Shortly before I left for the holidays, Congressional Appropriators provided “no funds for the Reliable Replacement Warhead (RRW)” pending “a new strategic nuclear deterrent mission assessment for the 21st century.” The bottom line — no new warheads without a new posture — appears to command bipartisan support among the appropriators.
The RRW is, for all intents and purposes, dead.
Administrator Tom D’Agostino and the rest of NNSA have to be asking themselves: Now what?
Our friend John Fleck points to one answer in the Albuquerque Journal, noting similarities between a 1990 paper and D’Agostino’s remarks on 18 December:
In January 1990, as the Soviet Union collapsed, a pair of defense industry consultants wrote a paper outlining a new approach to meeting military needs in the post-Cold War world.
Rather than a pipeline constantly churning out new weapons, Ted Gold and Rich Wagner wrote, the United States should develop the industrial research and manufacturing capability to build weapons if needed.

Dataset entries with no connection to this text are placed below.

PR #2549, opened 2023-07-06
fix(SW-27151): split emails before validation

ennasus4sun:
Separates the transmitted addresses before passing them to the validation.
Otherwise they will always be validated to false.

### DIFF
--- a/engine/Shopware/Controllers/Backend/Base.php
+++ b/engine/Shopware/Controllers/Backend/Base.php
@@ -1043,15 +1043,20 @@ class Shopware_Controllers_Backend_Base extends Shopware_Controllers_Backend_Ext
         $this->Front()->Plugins()->ViewRenderer()->setNoRender();
         $this->Front()->Plugins()->Json()->setRenderer(false);
 
-        $email = $this->Request()->getParam('value');
+        $emails = explode(',', (string) $this->Request()->getParam('value', ''));
 
         /** @var EmailValidatorInterface $emailValidator */
         $emailValidator = $this->container->get(EmailValidator::class);
-        if ($emailValidator->isValid($email)) {
-            $this->Response()->setContent(1);
-        } else {
-            $this->Response()->setContent('');
+
+        foreach ($emails as $email) {
+            if (!$emailValidator->isValid($email)) {
+                $this->Response()->setContent('');
+
+                return;
+            }
         }
+
+        $this->Response()->setContent(1);
     }
 
     public function getSalutationsAction()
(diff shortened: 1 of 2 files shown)


aragon999:
Could it break, for example when one creates a new user, with multiple mails? This was invalid before, but now would become valid:
https://github.com/shopware5/shopware/blob/95e77156a9c8e0f2c3b731d7e4835cb26921c36d/themes/Backend/ExtJs/backend/user_manager/view/user/create.js#L424-L435

engine/Shopware/Controllers/Backend/Base.php
```diff
@@ -1043,14 +1043,18 @@ public function validateEmailAction()
...
         /** @var EmailValidatorInterface $emailValidator */
         $emailValidator = $this->container->get(EmailValidator::class);
-        if ($emailValidator->isValid($email)) {
-            $this->Response()->setContent(1);
-        } else {
-            $this->Response()->setContent('');
+
+        foreach ($emails as $email) {
+            if ($emailValidator->isValid($email)) {
+                $this->Response()->setContent(1);
```
mitelg: we should set this content only at the end once. if multiple emails are provided, and they are all valid, we would have multiple `1` in the response, which could be misinterpreted

engine/Shopware/Controllers/Backend/Base.php
```diff
@@ -1043,14 +1043,18 @@ public function validateEmailAction()
...
+            } else {
+                $this->Response()->setContent('');
+                break;
```
mitelg: instead of a break, we could directly return, because we found some invalid mail already

mitelg (changes requested):

mitelg:
@aragon999 it was possible before :thinking: the old email validation was basically "is there an "@" then it is valid" 

so it didn't matter, if the string provided was multiple emails divided with a comma or just one :grin:

mitelg (approved):

engine/Shopware/Controllers/Backend/Base.php
```diff
@@ -1043,15 +1043,20 @@ public function validateEmailAction()
         $this->Front()->Plugins()->ViewRenderer()->setNoRender();
         $this->Front()->Plugins()->Json()->setRenderer(false);
 
-        $email = $this->Request()->getParam('value');
+        $emails = explode(',', $this->Request()->getParam('value', ''));
```
mitelg:
```suggestion
        $emails = explode(',', (string) $this->Request()->getParam('value', ''));
```

just to make sure, explode gets always a string. I think it would otherwise give some notices on newer PHP versions :thinking:

mitelg (approved):

DennisGarding (approved):

PR #2564, opened 2023-07-13
ci: Add PHP 8.3 to the test matrix

mitelg:

PHP 8.3 will be released end of the year. We should already try to test it

Adds PHP 8.3 to the test matrix


mitelg:
the tests fails due to an issue in mpdf. it is already fixed: https://github.com/mpdf/mpdf/commit/938651fca46e9556324ba4d93bb106bd7b07380c

ennasus4sun (approved):

PR #2567, opened 2023-08-06
fix: PHP 8 error if plugin bootstrap class is missing

aragon999:
If the plugin bootstrap class was used as a subscriber, but the plugin has been deleted on the filesystem but is still present in the plugin database table, and if it has a subscriber, starting from PHP8.0 this will yield an error, since the `$plugin` variable is `null` but `method_exists` does not accept `null`.

Fixes the typehint, and the `if` condition. Furthermore I noticed that at least currently if the `plugin` was an instance of `Enlight_Plugin_Bootstrap` also `null` was returned. I replicated this behavior such that it can be more easily removed for Shopware 5.8.

There currently exist no tests, as far as I can tell for this area. But in general it might also be more favorable to refactor this area completely, hence I am not sure if I should add a test case for this.

See above.

\-

\-

### 6. Checklist

### DIFF
--- a/.phpstan-baseline.neon
+++ b/.phpstan-baseline.neon
@@ -2801,11 +2801,6 @@ parameters:
 			path: engine/Library/Enlight/Event/Handler/Default.php
 
 		-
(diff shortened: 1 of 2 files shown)


mitelg:
hey @aragon999

thanks for your PR, it looks good to me 👍

please rebase your branch

mitelg (approved):

ennasus4sun (approved):

mitelg:
thanks for your contribution @aragon999 👍🎉💙

PR #2568, opened 2023-08-06
Refactor/tell a friend

aragon999:
I wanted to remove occurrences where `\sSystem` is used, and found the `Tellafriend` controller. I refactored a bit and thereby removed the usage of `\sSystem`. 

While at it, I noticed that there is an unused parameter in `\sArticles::sGetPromotionById`, which I therefore deprecated. I was not sure where I should document this deprecation.

Furthermore I am not sure, if the `Tellafriend` functionality should be removed (and therefore deprecated) altogether. As the mails probably will be categorized as spam anyways.
Before adding a test for this controller, I would rather remove it :-)

See above.

See above.

\-

\-

### 6. Checklist

### DIFF
--- a/.phpstan-baseline.neon
+++ b/.phpstan-baseline.neon
@@ -24646,31 +24646,6 @@ parameters:
 			path: engine/Shopware/Controllers/Frontend/Sitemap.php
 
 		-
-			message: "#^Access to an undefined property Enlight_Controller_Request_RequestHttp\\:\\:\\$sArticle\\.$#"
-			count: 1
-			path: engine/Shopware/Controllers/Frontend/Tellafriend.php
-
-		-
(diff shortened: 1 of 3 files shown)


mitelg:
hey @aragon999 

thanks for your PR :+1: 

new deprecations should be documented here: https://github.com/shopware5/shopware/blob/5.7/UPGRADE-5.7.md (under the 5.7.19 section)

IMO the whole tell-a-friend thing could be removed with 5.8 :man_shrugging: 
I don't think this is a feature which is still used nowadays. so we could just leave the controller as it is (to make sure, we do not break anything unintentionally :grin: ) and deprecate the whole stuff, including templates and configs and so on.

mitelg:
hey @aragon999 any progress here?

mitelg:
Hey @aragon999 

For more information about our contribution guidelines, see https://github.com/shopware5/shopware/wiki/Contribute

PR #156, opened 2025-11-18
refactor: Warn a bit less

Peeja:
#### PR Dependency Tree

* **PR #156** 👈
  * **PR #167**
    * **PR #170**

### DIFF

We do not need a huge arsenal, they argued. Instead, we could deter future enemies merely by showing that we have the capability to build new weapons when we need them. The essay was titled “Long Shadows and Virtual Swords.”
Fast-forward to Dec. 18.
In a Washington, D.C., news conference, the man in charge of the U.S. nuclear weapons design and manufacturing process seemed to be echoing Gold and Wagner.
“Because our nuclear weapons stockpile is decreasing, the United States’ future deterrent cannot be based on the old Cold War model of the number of weapons,” said Thomas D’Agostino, head of the National Nuclear Security Administration. “Rather, it must be based on the capability to respond to any national security situation, and make weapons only if necessary.”
I created a text version of the Gold and Wagner paper because I can’t find it anyway on-line. (It probably has more than a couple of typos from the OCR recognition software — feel free to e-mail corrections.)
I really think this is the only argument that NNSA has going for nuclear weapons programs, including whatever stockpile work will come after RRW. I never got around to flagging the idea, even after Joe Martz made a pretty decent case to the San Francisco Chronicle‘s Jim Sterngold. Martz, speaking to Fleck, aptly argued “My work becomes the deterrent, not so much the products of my work.”
I may just be a sucker for the “virtual swords” thing, having got my start in Washington working for Mike “Virtual Nuclear Arsenals” Mazarr. But it seems to me that, at some point, we need a bipartisan consensus on what the labs are supposed to do in post-arms race world. And that requires a vision of what it is that nuclear weapons do in that world.
Now, don’t get me wrong — a “virtual swords” concept should not be an excuse to fund an infrastructure better sized to a nuclear weapons stockpile of 10,000 than 1,000 (see the Modern Pit Facility). And my politics are not those of Gold and Wagner. But I can see how prudent investments in our defense industrial base, most importantly the people, can provide a hedge that enables deep reductions in our bloated nuclear stockpile that could safely number in the hundreds, rather than thousands, of weapons.
I would argue that NNSA officials failed to secure Congressional support for a variety of multi-billion dollar initiatives — including funding for the Modern Pit Facility, Robust Nuclear Earth Penetrator and Reliable Replacement Warhead — precisely because these programs were conceived, articulated and implemented as part of a stockpile that looks liked a smaller version of the Cold War stockpile, instead of a stockpile based on the reality that much of the deterrent benefit from our nuclear stockpile is existential in nature.
It seems to me that fact — that the deterrent benefit accrues through the weapons existence and is robust across disparities in the technical details — forms to core of my answer to Cheryl Rofer’s excellent challenge to bloggers to articulate a new nuclear posture.